**Exercise input:**
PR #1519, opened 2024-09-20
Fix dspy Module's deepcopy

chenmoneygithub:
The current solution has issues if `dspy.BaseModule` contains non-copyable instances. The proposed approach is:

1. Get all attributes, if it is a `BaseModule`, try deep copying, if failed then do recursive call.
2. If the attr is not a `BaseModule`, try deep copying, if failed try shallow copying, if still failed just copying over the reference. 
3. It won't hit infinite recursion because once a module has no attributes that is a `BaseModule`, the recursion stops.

==

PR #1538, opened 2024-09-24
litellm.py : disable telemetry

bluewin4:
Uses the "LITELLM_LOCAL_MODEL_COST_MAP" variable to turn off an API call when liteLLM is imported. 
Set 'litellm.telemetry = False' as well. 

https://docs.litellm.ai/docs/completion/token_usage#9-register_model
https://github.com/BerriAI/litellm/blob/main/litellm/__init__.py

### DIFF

**Description of the task:** Look back at the entries above. Retype the line with "1. Get all attributes, if", the line with "2. If the attr", and all lines in between.

**Response to this task:**
1. Get all attributes, if it is a `BaseModule`, try deep copying, if failed then do recursive call.
2. If the attr is not a `BaseModule`, try deep copying, if failed try shallow copying, if still failed just copying over the reference. 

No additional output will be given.